EXERCISE INSTRUCTIONS
Please restate word for word, and with nothing added, the lines that run from the one holding "On that note, my" to the end of the entries below.

- - -

PR #243, opened 2015-09-06
add n_max param to count_fields(). expose skip param to tokenize(), read_lines(), read_file().

npjc:
This PR adds:
- `n_max` argument to `count_fields()` (as implemented for `tokenize()`). 
- Also, add a couple simple tests for parsing fields with `count_fields()`.
- Exposes `skip` argument in `tokenize()` and `read_lines()` and `read_file()`.

Apart from the fact that I personally find these changes useful, I think it would be awesome if the entire interface had `n_max` and `skip` (i.e. would be as consistent as possible). Practically speaking on your end it could mean the documentation side of things everything could `@inheritParams datasource` making it easier to maintain and evolve (i think?).

On that note, my quick look through as to what is missing:

- `read_file()` has no `n_max` argument. 
- `read_rds()` has neither `n_max` nor `skip` arugments.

- - -

SOLVED PROBLEM
On that note, my quick look through as to what is missing:

- `read_file()` has no `n_max` argument. 
- `read_rds()` has neither `n_max` nor `skip` arugments.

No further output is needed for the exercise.